Issue #39, opened 2015-12-03
Length of messages channel will never exceed Size, and so will never flush


amzuko:
So in analytics.go line 298 we have:

if len(msgs) == c.Size {
...flush...
}

However, msgs is initialized with capacity 100, and Size is initialized with length 250 -- should these two numbers be swapped?

yields:
What version are you using?

f2prateek:
@amzuko I think there is confusion because of the naming of the variable. 

Although the `msgs` channel is [initialized](https://github.com/segmentio/analytics-go/blob/master/analytics.go#L140) with a bound of 100, the line you are [referring to](https://github.com/segmentio/analytics-go/blob/master/analytics.go#L321) is comparing this [local `msgs` array](https://github.com/segmentio/analytics-go/blob/master/analytics.go#L313) and not the global `msgs` channel. This local array can easily grow over 250 in size since it's unbounded.

PR #42, opened 2015-12-26
rename msgs to msgsC

f2prateek:
We're using the `msgs` variable in a few places to refer to different things. This renames the global one to `msgsC` to avoid confusion like in https://github.com/segmentio/analytics-go/issues/39.

### DIFF
--- a/analytics.go
+++ b/analytics.go
@@ -119,7 +119,7 @@ type Client struct {
 	Verbose  bool
 	Client   http.Client
 	key      string
-	msgs     chan interface{}
+	msgsC    chan interface{}
 	quit     chan struct{}
 	shutdown chan struct{}
 	uid      func() string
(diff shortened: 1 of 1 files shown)


f2prateek:
On second though, maybe not since the global on is `c.msgs` instead of just `msgs`.

calvinfo:
Agreed, personally I'm in favor of just keeping it as is

f2prateek:
I still think we should name it `msgC`. To me, `msgs` to represents  a collection, while `msgC` clearly defines a channel by convention from the Go standard lib.

calvinfo:
Doesn't matter too much to me, though I'd say I'm -0 on `msgC`. Most of the stuff outside of lib that I've worked with or read through would be `msgChan` `c` or `msgs`–since the types are there I've found hinting around them to be a bit redundant.

Seems like a small point though so I'm down with whatever.

f2prateek:
cool let's just punt on it for now and if it comes up again we can always re-evaluate.

PR #44, opened 2016-03-25
fixing close

### LINKED ISSUE #43: Calling close before sending anything blocks forever
Hi, thanks for releasing this tool!

I had a weird issue when testing it, where it would block forever if you created a new client, and closed it without sending a single event (in my case a track event):

```golang
func main() {
    client := analytics.New("<segmentWriteKey>")
    client.Close()
}
```

calvinfo:
Fixes #43 

@f2prateek

### DIFF
--- a/analytics.go
+++ b/analytics.go
@@ -143,7 +143,7 @@ func New(key string) *Client {
 		now:      time.Now,
 		uid:      uid,
 	}
-	c.startLoop()
+
 	return c
 }
 
@@ -225,6 +225,7 @@ func (c *Client) startLoop() {
 
 // Queue message.
 func (c *Client) queue(msg message) {
+	c.once.Do(c.startLoop)
 	msg.setMessageId(c.uid())
 	msg.setTimestamp(timestamp(c.now()))
 	c.msgs <- msg
@@ -232,6 +233,7 @@ func (c *Client) queue(msg message) {
 
 // Close and flush metrics.
 func (c *Client) Close() error {
+	c.once.Do(c.startLoop)
 	c.quit <- struct{}{}
 	close(c.msgs)
 	<-c.shutdown
--- a/analytics.go
+++ b/analytics.go
@@ -143,7 +143,7 @@ func New(key string) *Client {
 		now:      time.Now,
 		uid:      uid,
 	}
-
+	c.startLoop()
 	return c
 }
 
@@ -225,7 +225,6 @@ func (c *Client) startLoop() {
 
 // Queue message.
 func (c *Client) queue(msg message) {
-	c.once.Do(c.startLoop)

Task description:
Whenever the string "opened" shows up in a line of the entries, copy that line.

Response:
Issue #39, opened 2015-12-03
PR #42, opened 2015-12-26
PR #44, opened 2016-03-25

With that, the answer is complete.